Photograph of the report from Bream entitled ‘Building a More Diverse and Inclusive Public Art Sector’
Photograph of the report from Bream entitled ‘Building a More Diverse and Inclusive Public Art Sector’

Some of the recommendations are:

  • Having more accessible application processes for public art commissions, including using video and audio formats;
  • Including local residents into public realm projects early in the process, to build trust with communities;
  • the sector having a more targeted approach to engage and support under-represented artists working in or interested in applying for public realm projects, including advisory groups by and for artists and producers of colour;
  • reviewing how local authorities commission public art, including encouraging local artists from diverse backgrounds to apply for public realm work;
  • supporting career development for early career artists from working class backgrounds, including through paid mentoring opportunities

Beam said:

‘We fully recognise that this research is a snapshot and there is still much more to be done, but it does highlight some of the key challenges artists working in the public realm are facing. 

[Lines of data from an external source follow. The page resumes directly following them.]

PR #357, opened 2016-03-15
Enable -Wsign-compare warnings.

cpeterso:
Warn about comparisons between signed and unsigned integers. Mozilla enables -Wsign-compare for all C/C++ code in Gecko, including jemalloc and other third-party libraries. jemalloc does not have any -Wsign-compare warnings with clang on OS X, gcc on Linux, or gcc for Android.

gcc's -Wall enables -Wsign-compare for C++, but not C. clang's -Wall does not enable -Wsign-compare. Both clang and gcc enable -Wsign-compare for C and C++ as part of -Wextra.

### DIFF
--- a/configure.ac
+++ b/configure.ac
@@ -141,6 +141,7 @@ if test "x$CFLAGS" = "x" ; then
     JE_CFLAGS_APPEND([-Wall])
     JE_CFLAGS_APPEND([-Werror=declaration-after-statement])
     JE_CFLAGS_APPEND([-Wshorten-64-to-32])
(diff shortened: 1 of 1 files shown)


jasone:
Integrated as 18903c592fdbf2384b59051bd251d234e84647af.  Note that this caused some warnings in test code, which are refactored out in 22af74e10615ce6b6898ae38a378af27757f9e16.

cpeterso:
Sorry! I don't know how I missed the warnings when I compiled and ran the tests.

‘We are committed to using this research as a stimulus for change, both within our own processes and by engaging more artists and organisations in a wider conversation to explore how together we can foster a more diverse and inclusive sector.’

Boseda Olawoye said

‘It was a real privilege to spend time actively listening to the experiences of diverse artists and producers from across the UK about their experiences of working in the public realm. 

‘For me it was really important to create a safe space for everyone, but particularly under-represented artists to be able to give their honest feedback and insights about what a diverse and inclusive sector could be. I am really looking forward to seeing what the next stage of work will be, developed in response to the report.’

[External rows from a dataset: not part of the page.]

PR #361, opened 2016-03-23
MSVC project fixes

rustyx:
Minor fixes for MSVC

### DIFF
--- a/include/jemalloc/internal/util.h
+++ b/include/jemalloc/internal/util.h
@@ -72,6 +72,7 @@
 #  if JEMALLOC_GNUC_PREREQ(4, 6) ||					\
       JEMALLOC_CLANG_HAS_BUILTIN(__builtin_unreachable)
 #	define unreachable() __builtin_unreachable()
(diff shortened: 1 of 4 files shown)


include/jemalloc/internal/util.h
```diff
@@ -72,6 +72,7 @@
 #  if JEMALLOC_GNUC_PREREQ(4, 6) ||					\
       JEMALLOC_CLANG_HAS_BUILTIN(__builtin_unreachable)
 #	define unreachable() __builtin_unreachable()
+#	define JEMALLOC_HAS_UNREACHABLE
 #  else
 #	define unreachable()
```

Recent research found that the arts industry was among Sheffield’s fastest growing sectors, expanding 6.99% between 2018 and 2022.

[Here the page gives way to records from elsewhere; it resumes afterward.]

PR #362, opened 2016-03-26
Remove unused arenas_extend() function declaration.

cpeterso:
The `arenas_extend()` function was renamed to `arenas_init()` in commit 8bb3198f72fc7587dc93527f9f19fb5be52fa553, but its function declaration was not removed from jemalloc_internal.h.in.


jasone:
Thanks!

PR #363, opened 2016-03-26
Add JEMALLOC_ALLOC_JUNK and JEMALLOC_FREE_JUNK macros

cpeterso:
Replace hardcoded `0xa5` and `0x5a` junk values with `JEMALLOC_ALLOC_JUNK` and
`JEMALLOC_FREE_JUNK` macros, respectively.

* Or do you prefer the hardcoded `0xa5` and `0x5a` values? I think the macro names make the code clearer. I left the hardcoded values in test/unit/junk.c as a sanity check that the new junk macros have the expected values.
* Is there a more appropriate header file in which to #define these macros than jemalloc/internal/util.h?

### DIFF
--- a/include/jemalloc/internal/tcache.h
+++ b/include/jemalloc/internal/tcache.h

In recent years, Sheffield City Council has sought to take a more proactive approach to arts and culture, adopting an interim culture strategy devised by the Sheffield Culture Collective last September, and its Economic Development and Skills policy committee is currently developing a long-term Culture Strategy with support from the Arts Council.

Developing a new culture strategy is being seen by key city institutions as proof that Sheffield is serious about attracting private sector funding to the city.

Councillor Minesh Parekh, Labour’s lead for Economic Development, Culture and Skills, said: 

“A thriving culture sector is at the heart of our city; our museums, theatres and art galleries make Sheffield the fantastic place to live and work that it is. 

“Clearly, nationwide, there’s work to do to increase access to the sector and create more opportunities for well-paid and rewarding employment—particularly for working class people and people of colour. I hope through our developing Culture Strategy the council can work with cultural organisations across Sheffield to bolster our creative industries and unlock transformational opportunities for the city.”

Sheffield City Council has adopted a Race Equality Commission, which sets out a course to become an anti-racist city. Recommendation 5 of the REC report, ‘Celebrating Sheffield Through Sport and Culture: Past, Present and Future’, set out a commitment to increase ‘the diversity of curation, programming, and audiences’, and new ‘programmes for under-represented ethnic artists, makers, creatives and producers.’ The recommendations of the REC report are being factored into the developing culture strategy.